By Daniel Chung
Editors Note: We at the Evangelical Portal at Patheos are big fans ofThe Harvard Ichthus, a journal of Christian thought published by Harvard students. Periodically we highlight a piece from the Ichthus, and we hope to highlight quality material from other such journals soon.
"Doubt and belief are each on the rise," claims Dr. Timothy Keller, author of The Reason for God: Belief in an Age of Skepticism. As the title suggests, Keller's new book is an open invitation for rational dialogue on Christianity -- both to the faithful and to the skeptical. As the chasm between doubters and believers continues to widen substantially, Keller recognizes the need to communicate clearly, coherently, and calmly. Believers and nonbelievers alike, Keller suggests, have an equal burden of proof and a fundamental obligation to examine their beliefs and doubts critically and rigorously.
Nevertheless, Keller does not endorse a strictly rationalistic approach to understanding God. Just as a belief in the existence of God requires a leap of faith, so too does a doubt of the existence of God. According to Keller, faith is inevitable, whether one chooses to believe or disbelieve. Belief and disbelief in the existence of God both require a suspension of strong rationalism. Neither God's presence nor absence in this universe can be conclusively proven through the culturally hegemonic scientific method. Responding to contemporary atheist scholars like Richard Dawkins, Keller aptly notes, "If there is a God, he wouldn't be another object in the universe that could be put in a lab and analyzed with empirical methods."
The Reason for God is organized very much like a rebuttal speech in a debate round.

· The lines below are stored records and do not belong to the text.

PR #884, opened 2021-06-29
Source tooltips for itwêwina

### LINKED ISSUE #393: We need tooltips for source acronyms!
Somehow, we forgot to put tooltips when hovering/tapping on `cw` and `md` source acronyms. I think this worked in the old itwêwina but is missing in the current version. 😱

eddieantonio:
# What's in this PR?

 - **added**: tooltips for source abbreviations! #393
 - **added**: hardcoded dictionary citation information in the only place it's ever used
 - **changed**: `prepareTooltips()` works on the entire page; not just the given `NodeList`
 - **refactor**: `unique_id` template filter moved to `creedictionary_extras`, making `inflection_extras` empty, and ready to be deleted
 - **removed**: `AE` (Alberta Elders' Cree Dictionary) dictionary source, as it was artificially added to the database for one wordform, and otherwise does not widely exist.

Fixes #393.


src/CreeDictionary/CreeDictionary/templates/CreeDictionary/components/citations.html
```diff
@@ -0,0 +1,46 @@
...
+      <cite class="cite-dict" data-has-tooltip aria-describedby="tooltip:{{ id }}">{{ source }}</cite>
+
+      <div id="tooltip:{{ id }}" class="tooltip" role="tooltip" data-cy="citation-tooltip">
+        {% if source == "CW" %}
+          Wolvengrey, Arok, editor.
+          <span class="source-title">Cree: Words</span>.
+          Regina, University of Regina Press, 2001.
+        {% elif source == "MD" %}
+          <span class="source-title">Maskwacîs Dictionary</span>.
+          Maskwacîs, Maskwachees Cultural College, 1998.
```
eddieantonio, line 36: These bibliography entries are in MLA format. Annoyingly, they both have a different format. I think the original intent with the `DictionarySource` model and all of its fields was that there would be some sort of bibliography entry formatter that would intelligently format any given source in the citation format required. But this is weird complexity for exactly two dictionary sources. I'm not even sure the other language pairs have this problem, so for now, all of the formatting and required information is simply hard-coded here.

andrewdotn (approved):

PR #893, opened 2021-07-06
fix: Docker build

eddieantonio:
The Docker build does `npm install --only=production` to avoid installing Cypress... this means **the Docker build depends on what's in the `dependencies` and `devDependencies` keys in `package.json`**.

Is there a better way to solve this?


andrewdotn (approved):
At one point I think I had something like `grep -v cypress package.json | sponge package.json` in the CI build :/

For the first half of the book, Keller systematically addresses seven of the most salient contemporary arguments against Christianity. As the founder of Redeemer Presbyterian Church in Manhattan, Keller sprinkles his prose with pithy anecdotes and quotations raising fundamental questions about the truth of Christian faith, the goodness of God, and the tension between Christianity and science. For the second half of the book, he embarks on a critical-rationalist enterprise to "examine the reasons underlying Christian beliefs." That is, he offers concrete arguments for the existence of God and the profound implications of such an existence.
Never polemical but always firm, Keller offers an honest examination of Christian faith. From the very outset of his book, Keller concedes that religion -- Christianity included -- possesses tremendous positive and negative potential in our world. In fact, he admits that religion "can certainly be one of the major threats to world peace." In a world ever polarized by passionate doubts and beliefs, Keller recognizes the need for intellectually honest civil discourse. Seeking intellectual integrity in both our beliefs and doubts is indispensable for individual, social, intellectual, and spiritual progress.
Keller never claims to offer "conclusive proof" of God's existence. As he explains, such conclusive proof is just as impossible to attain in religion as it is in science. In fact, The Reason for God continually challenges us to be skeptical of our beliefs as well as our doubts. Only when we apply a fair and equal standard of skepticism to both our beliefs and doubts, Keller argues, can we honestly seek the truth of God's (as well as our own) existence. Reasonability, according to Keller, should be our ultimate standard: "No view of God can be proven, but that does not mean that we cannot sift and weigh the grounds for various religious beliefs and find that some or even one is the most reasonable."
Of the seven chapters systematically addressing the most salient contemporary arguments against Christianity, the chapter on human freedom represents the intellectual curiosity and rigor of The Reason for God. In this chapter, Keller tackles the argument that Christianity -- with its fundamental claim on absolute truth -- is the "enemy of freedom." Canvassing a wide spectrum of modern thinkers, including Michel Foucault and C.S. Lewis, Keller contends that truth claims are unavoidable: "If you say all truth-claims are power plays, then so is your statement. If you say (like Freud) that all truth-claims about religion and God are just psychological projections to deal with your guilt and insecurity, then so is your statement. To see through everything is not to see."
Not only does Keller challenge the moral relativism of the status quo, but he also challenges the simplistic Western conception of freedom as "the absence of confinement and constraint." Essentially, he argues that negative liberty is a chimera of the true freedom found in God. As he explains, paradoxically, "freedom is not so much the absence of restrictions as finding the right ones, the liberating restrictions." Such a restricting and liberating framework of freedom can only be found in the presence of love. Why is love "the most liberating freedom-loss of all"? Keller explains that the operating principle of love is that we must "lose independence to attain greater intimacy." In a relationship of love, we constantly limit our freedoms in order to experience a more transcendent freedom in love.